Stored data
===
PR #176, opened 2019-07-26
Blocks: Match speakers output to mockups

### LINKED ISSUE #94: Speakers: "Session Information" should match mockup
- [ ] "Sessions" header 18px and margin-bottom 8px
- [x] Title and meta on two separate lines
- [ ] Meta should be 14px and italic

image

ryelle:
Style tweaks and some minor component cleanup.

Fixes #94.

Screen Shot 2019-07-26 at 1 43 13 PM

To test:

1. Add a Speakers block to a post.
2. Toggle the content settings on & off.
===
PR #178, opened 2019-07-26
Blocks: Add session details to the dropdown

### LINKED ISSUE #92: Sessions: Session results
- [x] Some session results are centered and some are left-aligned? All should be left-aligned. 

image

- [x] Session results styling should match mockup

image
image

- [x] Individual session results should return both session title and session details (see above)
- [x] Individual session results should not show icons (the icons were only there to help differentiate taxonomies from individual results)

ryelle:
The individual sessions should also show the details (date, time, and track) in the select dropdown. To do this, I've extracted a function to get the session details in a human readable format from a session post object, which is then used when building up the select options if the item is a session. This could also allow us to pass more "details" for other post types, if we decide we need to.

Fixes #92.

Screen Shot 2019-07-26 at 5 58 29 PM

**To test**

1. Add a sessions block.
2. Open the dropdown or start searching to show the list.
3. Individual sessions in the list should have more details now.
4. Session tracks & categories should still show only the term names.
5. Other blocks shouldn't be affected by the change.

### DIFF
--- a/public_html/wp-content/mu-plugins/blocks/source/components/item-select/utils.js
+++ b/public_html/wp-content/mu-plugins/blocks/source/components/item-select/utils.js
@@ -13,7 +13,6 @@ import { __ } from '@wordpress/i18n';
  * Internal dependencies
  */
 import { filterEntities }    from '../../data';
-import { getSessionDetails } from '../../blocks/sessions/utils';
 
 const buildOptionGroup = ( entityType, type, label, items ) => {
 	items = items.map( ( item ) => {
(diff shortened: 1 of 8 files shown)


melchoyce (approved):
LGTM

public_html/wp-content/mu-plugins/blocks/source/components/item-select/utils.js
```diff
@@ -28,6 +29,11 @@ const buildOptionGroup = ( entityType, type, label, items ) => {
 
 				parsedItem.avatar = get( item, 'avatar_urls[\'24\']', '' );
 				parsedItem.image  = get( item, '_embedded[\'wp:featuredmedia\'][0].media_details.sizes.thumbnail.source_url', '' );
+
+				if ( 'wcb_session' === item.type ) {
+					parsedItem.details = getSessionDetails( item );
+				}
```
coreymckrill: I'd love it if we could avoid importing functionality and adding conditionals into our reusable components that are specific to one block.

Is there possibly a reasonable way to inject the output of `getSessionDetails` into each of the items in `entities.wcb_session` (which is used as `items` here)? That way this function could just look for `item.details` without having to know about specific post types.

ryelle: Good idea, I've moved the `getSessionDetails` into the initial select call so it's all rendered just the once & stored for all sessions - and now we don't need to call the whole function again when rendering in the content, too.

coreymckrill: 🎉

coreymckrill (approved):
===
_Work order:_ Of all the entries above, output exactly the lines between the one holding "PR #176, opened 2019-07-26" and the one holding "2. Toggle the content settings on & off.", inclusive.

_Problem solution:_
PR #176, opened 2019-07-26
Blocks: Match speakers output to mockups

### LINKED ISSUE #94: Speakers: "Session Information" should match mockup
- [ ] "Sessions" header 18px and margin-bottom 8px
- [x] Title and meta on two separate lines
- [ ] Meta should be 14px and italic

image

ryelle:
Style tweaks and some minor component cleanup.

Fixes #94.

Screen Shot 2019-07-26 at 1 43 13 PM

To test:

1. Add a Speakers block to a post.
2. Toggle the content settings on & off.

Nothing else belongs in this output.